Single adults in the lowest income bracket were most affected by the program changes, surveys from OOHPR found. Between January 2002 and October 2003, the number of adults enrolled in Medicaid who paid premiums decreased by nearly 50%, from 100,952 to 50,938.
Since the state instituted its new policies, people have been four- to five-times more likely to seek care at hospital emergency departments. The situation is especially the case for those in the lowest income levels and those with chronic conditions.
Oregon currently is considering further service reductions, according to Smith, who said enrollment in the standard health plan has been frozen. About 51,000 people are enrolled, and the state can only serve 45,000. They may have to lower income eligibility levels to reduce enrollment if attrition does not reduce the rolls, she said.
Despite funding cuts, California’s costs for Medi-Cal have increased by 41%, or $3 billion, since 1999. Despite the increasing cost of Medi-Cal, California allocates about 12% of its budget to the program, compared with a national average of 13% for other state contributions to Medicaid programs.
The move to redesign Medi-Cal, which serves more than 6.7 million California residents, started in January when the governor called for a $400 million reduction in state funding for the program. His initial budget proposed levying premiums and co-payments on some beneficiaries, limiting benefits and shifting more beneficiaries into managed care plans. Those proposals, coupled with a move to reduce Medi-Cal reimbursement rates to providers, raised an outcry from health advocates.
Gilliard of WCLP said to make low-income residents pay more for health care doesn’t make sense.
“People will make choices between food and health care,” Gilliard said. “Single moms and even two-parent families don’t even have bus fare when it comes time to take kids to the doctor. When flu season hits, who can afford to pay co-payments?”

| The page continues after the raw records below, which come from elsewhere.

PR #7483, opened 2022-11-28
Goroutine Leak

Bslabe123:
# Description

Changes to checkResources to prevent accumulating goroutines on opts.Top.ctx if called repeatedly.

# Context

When running our tests with the race flag, we are limited to 8192 goroutines. Currently the `checkResources` function creates ~2000 per run and if we accumulate these all on the same context by running the function multiple times as we do in `GlooctlCheckEventuallyHealthy`, then we will hit that limit and error. To fix this, the function now creates a new context with cancel from opts.Top.ctx and runs all goroutines on that before cleaning itself up.

# Checklist:


projects/gloo/cli/pkg/cmd/check/root.go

Between January and April, more than 640 health advocates, Medi-Cal beneficiaries, providers and policymakers met in a series of stakeholder meetings that the Health and Human Services Agency hosted to gather viewpoints on the looming redesign.

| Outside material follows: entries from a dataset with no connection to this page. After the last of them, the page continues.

Issue #5462, opened 2021-10-12
glooctl check needs a "readonly" mode


jdef:
**Is your feature request related to a problem? Please describe.**

We want to give users the ability to run `glooctl check ...` in order to verify their configuration. This is complicated by the fact that "check" requires `create` permission for the `pods/portforward` subresource.

**Describe the solution you'd like**

We want to be able to specify a set of readonly RBAC settings so that users can run, without errors, `glooctl check ...` in order to validate their gloo configuration(s).

**Describe alternatives you've considered**

Forking glooctl ?

**Additional context**

PR #7492, opened 2022-12-01
`glooctl check` `--read-only` flag

Bslabe123:
# Description

Added a `--read-only` flag to `glooctl check` which disables any port forward gets and any checking of resulting resources.

# Context

Whenever we go a `kubectl port-forward` we create a new resource in our cluster to handle the routing of traffic. This is a problem when we want to check resources that require port-forward GETs if we want to have a check that doesn't modify the cluster whatsoever (i.e. a check that wouldnt require RBAC create permission). This change now allows us to have a version of glooctl check that doesn't require RBAC create permissions albeit by bypassing some checks.

# Checklist:

BOT NOTES: 
resolves https://github.com/solo-io/gloo/issues/5462


projects/gloo/cli/pkg/cmd/options/options.go
```diff
@@ -451,4 +451,7 @@ type Register struct {
 type Check struct {
 	// The maximum length of time to wait before giving up on a secret request. A value of zero means no timeout.
 	SecretClientTimeout time.Duration
+
+	// Makes check read only by skipping any checks that create resources in the cluster
+	ReadOnly bool
```
nfuden, line 456: Should this be at the root level? ie should this be only for glooctl check or for other glooctl operations as well.

projects/gloo/cli/pkg/cmd/check/proxy_prom_stats.go
```diff
@@ -24,16 +26,21 @@ const promStatsPath = "/stats/prometheus"
...
 	var multiWarn *multierror.Error
 	for _, deployment := range deployments.Items {
 		if deployment.Labels["gloo"] == "gateway-proxy" || deployment.Name == "gateway-proxy" || deployment.Name == "ingress-proxy" || deployment.Name == "knative-external-proxy" || deployment.Name == "knative-internal-proxy" {
 			gatewayProxyDeploymentsFound++
 			if *deployment.Spec.Replicas == 0 {
 				multiWarn = multierror.Append(multiWarn, eris.New("Warning: "+deployment.Namespace+":"+deployment.Name+" has zero replicas"))
-			} else if err := checkProxyPromStats(ctx, glooNamespace, deployment.Name); err != nil {
-				return err, multiWarn
+			} else if opts.Check.ReadOnly {
+				multiWarn = multierror.Append(multiWarn, eris.New("Warning: checking proxies with port forwarding is disabled"))
```
nfuden, line 38: From a ux perspective does it make sense to do this per proxy? It seems to me that we should call out replica counts of 0 more loudly than this. Therefore I propose moving of this return to outside the for loop and simplifying your current else to be an else if

projects/gloo/cli/pkg/cmd/check/gloo_stats.go
```diff
@@ -79,36 +79,36 @@ func checkXdsMetrics(ctx context.Context, opts *options.Options, glooNamespace s
...
-		fmt.Println(errMessage)
-		return fmt.Errorf(errMessage)
-	}
-
-	for _, deployment := range deployments.Items {
-		if deployment.Name == rateLimitDeployment {
-			printer.AppendCheck("Checking rate limit server... ")
-			if !RateLimitIsConnected(stats) {
-				return fmt.Errorf("rate limit server is not connected")
+	if opts.Check.ReadOnly {
```
nfuden, line 82: why is this such a big if wrapper?
https://danp.net/posts/reducing-go-nesting/

projects/gloo/cli/pkg/cmd/check/root.go
```diff
@@ -871,18 +872,21 @@ func checkProxies(ctx context.Context, opts *options.Options, namespaces []strin
...
 		return multiErr
 	}
 	printer.AppendStatus("proxies", "OK")
 	if warnings != nil && warnings.Len() != 0 {
-		printer.AppendCheck(warnings.Error() + "\n")
+		accumulatedWarning := ""
+		for _, warning := range warnings.Errors {
+			accumulatedWarning += warning.Error() + "\n"
+		}
+		printer.AppendCheck(accumulatedWarning)
```
jackstine, line 889: why was this necessary?

Bslabe123: This is mostly just to make the warnings print nicely, theres also an issue where if we use ther Error() function then we also print `n errors occured:` even though were printing warnings.

projects/gloo/cli/pkg/cmd/options/options.go
Bslabe123: I can definitely be convinced of this after looking at some of the behavior in `glooctl get`. Adding

projects/gloo/cli/pkg/cmd/check/gloo_stats.go
Bslabe123: Oversight, I see what you mean! Fixed

projects/gloo/cli/pkg/cmd/check/proxy_prom_stats.go
Bslabe123: The only reason I have this check inside the for loop is so that we can accumulate both the 'no replicas' error and the new warning while also making sure that we dont call checkProxyPromStats if we have read only enabled.

nfuden (approved):

nfuden (approved):

projects/gloo/cli/pkg/cmd/check/proxy_prom_stats.go
```diff
@@ -24,23 +26,28 @@ const promStatsPath = "/stats/prometheus"
...
 	var multiWarn *multierror.Error
+	var readOnlyErr error
 	for _, deployment := range deployments.Items {
 		if deployment.Labels["gloo"] == "gateway-proxy" || deployment.Name == "gateway-proxy" || deployment.Name == "ingress-proxy" || deployment.Name == "knative-external-proxy" || deployment.Name == "knative-internal-proxy" {
 			gatewayProxyDeploymentsFound++
 			if *deployment.Spec.Replicas == 0 {
 				multiWarn = multierror.Append(multiWarn, eris.New("Warning: "+deployment.Namespace+":"+deployment.Name+" has zero replicas"))
-			} else if err := checkProxyPromStats(ctx, glooNamespace, deployment.Name); err != nil {
-				return err, multiWarn
+			} else if opts.Top.ReadOnly {
```
sam-heilbron, line 38: I haven't read through this function exactly, but if we're in read-only mode, does this function ever do something? If not, I think it would be simpler to pull this logic out of the for loop, and perhaps even out of the function

Bslabe123:
/kick https://storage.googleapis.com/solo-public-build-logs/logs.html?buildid=06f78f22-f77a-4f8e-a47d-5cd993d07e62

projects/gloo/cli/pkg/cmd/check/gloo_stats.go
```diff
@@ -79,6 +79,10 @@ func checkXdsMetrics(ctx context.Context, opts *options.Options, glooNamespace s
 	localPort := strconv.Itoa(freePort)
 	adminPort := strconv.Itoa(int(defaults.GlooAdminPort))
 	// stats is the string containing all stats from /stats/prometheus
+	if opts.Top.ReadOnly {
```
sam-heilbron, line 82: Similar for this one, if in read-ony mode, does checkXDS metric ever do anything?

sam-heilbron (commented):
I like this addition! I think the changelog clearly outlines the new behavior, and the tests verify the functionality. 
What is a little unknown to me (perhaps my ignorance): we have some metrics checks that require port-forwarding, which we're allowing to be skipped. Would it make more sense, instead of handling that skip logic nested in those functions, handling the guard in the top level check function?

To me CheckResources perform a set of steps, and each step either require read privilege or write privileges. I could picture we guard the read-only mode once in that function, and inside an if statement, perform all the check steps that require write privilege.

projects/gloo/cli/pkg/cmd/check/proxy_prom_stats.go
Bslabe123: Its a little subtle but we do still want to accumulate and report errors if we have no deployments found or deployments with zero replicas and if we did pull this functionaltiy out of the loop we would still need to keep `else if opts.Top.ReadOnly` to prevent `checkProxyPromStats` from being called.

projects/gloo/cli/pkg/cmd/check/gloo_stats.go
Bslabe123: in read only mode the function only does the below which i would believe is worth keeping but I could be convinced otherwise 
```	
if deployments == nil {
		fmt.Println("Skipping due to an error in checking deployments")
		return fmt.Errorf("xds metrics check was skipped due to an error in checking deployments")
	}
```

Bslabe123:
> I like this addition! I think the changelog clearly outlines the new behavior, and the tests verify the functionality. What is a little unknown to me (perhaps my ignorance): we have some metrics checks that require port-forwarding, which we're allowing to be skipped. Would it make more sense, instead of handling that skip logic nested in those functions, handling the guard in the top level check function?
> 
> To me CheckResources perform a set of steps, and each step either require read privilege or write privileges. I could picture we guard the read-only mode once in that function, and inside an if statement, perform all the check steps that require write privilege.

That was one of the approaches I considered! The only issue with that is that it would essentially be an alias for `glooctl check -x proxies,xds-metrics`. It would bypass the warning and/or erroring if we have incorrect gateway-proxy deployments.

projects/gloo/cli/pkg/cmd/check/gloo_stats.go
sam-heilbron: Makes sense, I was picturing we could have checkXdsMetrics and checkXdsMetricsReadOnly and that way each could do 1 thing. But not tied to the idea!

sam-heilbron (approved):
Awesopme work!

In May, the governor separated Medi-Cal reform from the budget approval process and said a plan would be released in early August in preparation for an application for a federal waiver in September. When the scheduled Aug. 2 release date of the redesign proposal neared, HHSA announced that it was delaying the release while it resolved key issues such as financing for the safety-net hospitals that serve Medi-Cal beneficiaries and uninsured patients. The redesign will be submitted as part of the governor’s January budget proposal or as a series of legislative proposals.

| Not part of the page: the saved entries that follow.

PR #7503, opened 2022-12-02
[DNM]run CI with k8s 1.23.14

elcasteel:
For release testing, show that our k8s based regressions work on 1.23


elcasteel:
I accidentally opened against master instead of 1.13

The Schwarzenegger administration has made clear the goals of the redesign: to increase access and improve outcomes while containing costs. The governor’s May update of his plans for Medi-Cal highlighted beneficiary cost-sharing and tailoring benefits to the needs of the distinct populations. The specific cost-containment strategies in the proposal remain under wraps.
Earlier this year Stan Rosenstein, deputy director of Medical Care Services for the Department of Health Services, said the governor’s goal is to run an efficient, affordable Medi-Cal system that doesn’t limit benefits or beneficiaries.
Yet changes have to be made as the costs to run the program escalate faster than state tax revenue to support it. DHS is exploring what Rosenstein calls organized systems of care, a model that would shift more beneficiaries into managed care and emphasize disease management, case management and primary care.
“Medi-Cal offers one benefit package for everybody, and it’s a very extensive package,” Rosenstein said. “Is it important to offer the same benefits to everyone?”